IN Brief:
- Alchemist DB Limited has been fined £20,000 after a worker drowned in a flooded excavation on a Hertfordshire construction site.
- HSE found exposed foundation trenches, unsafe access, poor lighting, and inadequate barriers.
- The case underlines the legal and operational consequences of weak excavation and site-security controls.
Alchemist DB Limited has been fined after a worker drowned in a flooded excavation on a construction site in Hertfordshire.
Mykhalio Hustei, 35, had been working for the company as a labourer on a project to build flats on High Street in Bovingdon. He was living in a property adjoining the site when he attempted to return home from a night out on 22 October 2021 and fell into one of the exposed foundation excavations, which had filled with rainwater.
His body was found the following day. The Health and Safety Executive investigated the incident and found that the site contained multiple foundation excavations without designated safe walkways. Boards and planks had been used to bridge some of the trenches, but these were unsecured, slippery, and bowed under human weight.
The site was open to the weather, increasing the risk of slippery surfaces after rain. HSE also found that there were no barriers around the excavation, no adequate lighting, and no safe route for people moving between the adjoining property and the street.
Alchemist DB Limited pleaded guilty to breaching Section 3(1) of the Health and Safety at Work etc. Act 1974. The company was fined £20,000 and ordered to pay £5,000 in costs.
Excavation risk can extend beyond the workers directly carrying out the groundworks. Foundation trenches, open excavations, temporary access routes, and partial site boundaries can create danger for employees, residents, visitors, neighbours, and anyone who may reasonably access or pass through the site.
Basic controls remain central to excavation safety. Safe access, edge protection, trench visibility, temporary lighting, drainage, pedestrian segregation, site security, and clear routes all need to be reviewed as conditions change. Rain, darkness, weekend access, shared boundaries, and adjacent occupied property can materially increase the risk.
The legal duty under Section 3 of the Health and Safety at Work etc. Act extends beyond employees to people who may be affected by the undertaking. On residential and mixed-use sites, that can include neighbours, occupants, visitors, and workers who live near or on the site. Where construction activity affects access to an occupied property, the route must form part of the safety strategy rather than rely on informal arrangements.

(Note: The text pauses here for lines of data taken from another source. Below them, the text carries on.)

PR #418, opened 2026-08-20
Dependency updates

erinxocon:
Dependabot was having problems with something so I manually updated the dependencies. Tested locally on my computer and I reviewed the change log for astro to ensure nothing broke.

This should take care of the security warnings on the repo too.


jacobgkau (approved):
Built & ran fine locally.

PR #419, opened 2026-08-21
thelio-mira-r5-n4: Add usage note for USB4

jklgrasso:
Originally:

```
Using two high bandwidth devices (eGPU, USB4 dock, etc.) on both USB4 ports may limit port capability/device functionality. We recommend connecting only one high bandwidth USB4 device to the system at a time. Some USB4 devices may not work correctly if connected _after_ powering the system on.
```

@jacobgkau refined the original into bullet points :smile:


jacobgkau (approved):

jacobgkau:
Seems like @thomas-zimmerman is on-board, too, based on the Slack reaction.

PR #420, opened 2026-08-21
thelio-r5-n1 (specs): Remove ref to non-existent M.2 NVMe Gen 3 slot

thomas-zimmerman:
Removed mention of 1x M.2 (PCIe NVMe Gen 3) SSD from storage specifications that is not actually on the MB.

### DIFF
--- a/src/content/docs/models/thelio-r5-n1/specs.md
+++ b/src/content/docs/models/thelio-r5-n1/specs.md
@@ -61,7 +61,6 @@ The System76 Thelio is a desktop with the following specifications:
 - Storage
     - 1x M.2 (PCIe NVMe Gen 5) SSD
     - 1x M.2 (PCIe NVMe Gen 4) SSD
-    - 1x M.2 (PCIe NVMe Gen 3) SSD
     - 2x 2.5" SATA
 - USB
     - Back ports:


src/content/docs/models/thelio-r5-n1/specs.md
```diff
@@ -73,4 +72,4 @@ The System76 Thelio is a desktop with the following specifications:
         - 1x USB 3.2 Gen 1 Type-C
         - 1x USB 3.2 Gen 1 Type-A
 - Dimensions
-    - 32.7cm × 20.7cm × 29.1cm
\ No newline at end of file
+    - 32.7cm × 20.7cm × 29.1cm
```
jacobgkau, line 75: I'll fix this, but please try to figure out why your editor removed the newline at the end of this file and fix it.

jacobgkau (changes requested):

src/content/docs/models/thelio-r5-n1/specs.md
jacobgkau: Never mind, I guess there was no newline before (read the diff wrong).

jacobgkau (approved):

The case also shows why temporary works and site logistics need the same discipline as permanent construction. A project may be relatively small, but an uncontrolled site can become dangerous before the building work itself becomes technically complex. Trenches, boards, standing water, poor lighting, and inadequate barriers are visible hazards, yet they remain recurring features of poorly managed sites.
HSE enforcement around construction safety continues to focus on foreseeable risk and practical preventive measures. Here, the hazards were physical, visible, and directly connected to the way the site was being controlled. The outcome was fatal.

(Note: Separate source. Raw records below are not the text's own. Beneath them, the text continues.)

PR #421, opened 2026-08-21
fix (various/repairs): Use .md(x) extensions in relative links

jacobgkau:
Newly discovered Astro quirk: pages can be browsed with or without a trailing slash (or with `/index.html`), but relative links were breaking with the trailing slash since they weren't taking that extra directory layer into account (but _only_ on the live site for some reason; they worked fine when running it locally).

It appears that if we instead link to a source `.md` or `.mdx` file, Astro instead generates an absolute link that will always work. This also has the advantage of making the links work on GitHub (which is why we don't just put in absolute links ourselves).

### DIFF
--- a/src/content/docs/models/lemp14/repairs.md
+++ b/src/content/docs/models/lemp14/repairs.md
@@ -2,4 +2,4 @@
 title: Lemur Pro (Parts & Repairs)
 ---
 
-A service manual for the Lemur Pro 14 (lemp14) is not yet available. Please reference the service manual for the previous version, the [Lemur Pro 13 (lemp13)](/tech-docs/models/lemp13/repairs).
+A service manual for the Lemur Pro 14 (lemp14) is not yet available. Please reference the service manual for the previous version, the [Lemur Pro 13 (lemp13)](../lemp13/repairs.md).
--- a/src/content/docs/models/addp6/repairs.mdx
+++ b/src/content/docs/models/addp6/repairs.mdx
@@ -5,4 +5,4 @@ tableOfContents:
   maxHeadingLevel: 2
 ---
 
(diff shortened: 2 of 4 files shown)


src/content/docs/models/lemp14/repairs.md
```diff
@@ -2,4 +2,4 @@
 title: Lemur Pro (Parts & Repairs)
 ---
 
-A service manual for the Lemur Pro 14 (lemp14) is not yet available. Please reference the service manual for the previous version, the [Lemur Pro 13 (lemp13)](/tech-docs/models/lemp13/repairs).
+A service manual for the Lemur Pro 14 (lemp14) is not yet available. Please reference the service manual for the previous version, the [Lemur Pro 13 (lemp13)](../lemp13/repairs.md).
```
leviport, line 5: The other 3 changes use `.mdx`. Should this one match, or is it just `.md` instead?

jacobgkau: https://github.com/system76/tech-docs/blob/master/src/content/docs/models/lemp13/repairs.md is actually a `.md` file, while the other three are actually `.mdx` files. (We're only using `.mdx` for files that had an ampersand in an image description, since that shows up correctly if the file's `.mdx` but not if it's `.md`.)

I actually think the Astro parser doesn't care which one's used in a link (the sidebar generator definitely doesn't), but I'm trying to keep them in sync with what the actual filenames are anyway. And they need to use the actual file extensions to work when browsing the files on GitHub.

leviport: Interesting, got it.

leviport (approved):

PR #423, opened 2026-08-27
lemp13 (specs): Add 5600 MHz revision info

thomas-zimmerman:
Add `dmidecode` memory type from 5600 MHz version memory. Remove dead link to Samsung memory -- Samsung doesn't seem to have dedicated links for memory specs now. 

Add firmware model names to firmware section

### DIFF
--- a/src/content/docs/models/lemp13/specs.md
+++ b/src/content/docs/models/lemp13/specs.md
@@ -1,5 +1,5 @@
 ---
-title: Lemur Pro (lemp13)
+title: Lemur Pro (lemp13 & lemp13-b)
 ---
 
 - [External Overview](./external-overview.mdx)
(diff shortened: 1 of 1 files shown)


src/content/docs/models/lemp13/specs.md
```diff
@@ -18,6 +18,7 @@ The System76 Lemur Pro is a laptop with the following specifications:
     - [XMC XM25QU256C](https://www.xmcwh.com/en/site/product_con/224) flash chip
         - WSON-8 form factor
     - Programmed with [System76 Open Firmware](https://github.com/system76/firmware-open)
+        - `lemp13` or `lemp13-b` depending on keyboard
```
jacobgkau: This wasn't where it went in https://github.com/system76/tech-docs/pull/417, and I don't think it's where it should go here.

We already list the keyboard distinction (with pictures) at https://system76.com/tech-docs/models/lemp13/external-overview#keyboard--touchpad. Is that not sufficient? We can also add lemp13-b to the page header like I did in that other PR.

src/content/docs/models/lemp13/specs.md
```diff
@@ -38,8 +39,9 @@ The System76 Lemur Pro is a laptop with the following specifications:
         - 1x DisplayPort 1.4 over USB-C
 - Memory
     - Channel 0: 8-GB on-board DDR5
-        - 4x [Samsung K4RAH165VB-BCQK](https://semiconductor.samsung.com/dram/ddr/ddr5/k4rah165vb-bcqk/) (2GB each)
-    - Channel 1: 8-GB/16-GB/32-GB/48-GB DDR5 SO-DIMM @ 4800 MHz
+        - 4x Samsung K4RAH165VB-BCQK (2GB each) or
+        - 4x Samsung M425R1GB4PB0-CWMOD (2GB each)
```
jacobgkau: We should list the speeds with these two part numbers to distinguish them since that's the important difference.

It looks like the 5600MHz RAM was only offered in the lemp13-b (but not all lemp13-b units, only ones after July 2024)? @leviport does that sound right? If so, I would add the date (and model) info to the RAM section so people can have a chance at figuring out which RAM is in their unit based on that.

src/content/docs/models/lemp13/specs.md
jacobgkau: I've removed this new line and instead added `lemp13-b` to the page header.

src/content/docs/models/lemp13/specs.md
jacobgkau: I've shuffled this to separate the two RAM speeds by date.

leviport: That sounds correct, sorry for the delay. The `-b` variant distinguishes a keyboard layout variation and is unrelated to the RAM speed change which happened quite a bit later.

leviport (approved):

PR #425, opened 2026-08-31
addp6: External overview, internal overview, & repairs

jacobgkau:
This needs the included AC adapter model number. Should be complete aside from that.

### DIFF
--- a/src/content/docs/models/addp6/external-overview.mdx
+++ b/src/content/docs/models/addp6/external-overview.mdx
@@ -1,0 +1,76 @@
+---
+title: Adder Pro (External Overview)
+---
+
+## Left side:
+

The fine is lower than penalties seen in larger corporate cases, but the legal finding remains significant. Small contractors and development businesses are subject to the same duties as larger companies. Site scale does not reduce the requirement to protect people from open excavations, unsafe access, and preventable exposure to water-filled trenches.
Daily site control is where the risk is either managed or allowed to grow. Excavations should be fenced, lit, inspected, drained where required, and separated from access routes. Temporary crossings should be designed and secured rather than improvised. Where neighbouring occupation or residential access is involved, the safest route must be obvious, maintained, and controlled at all times.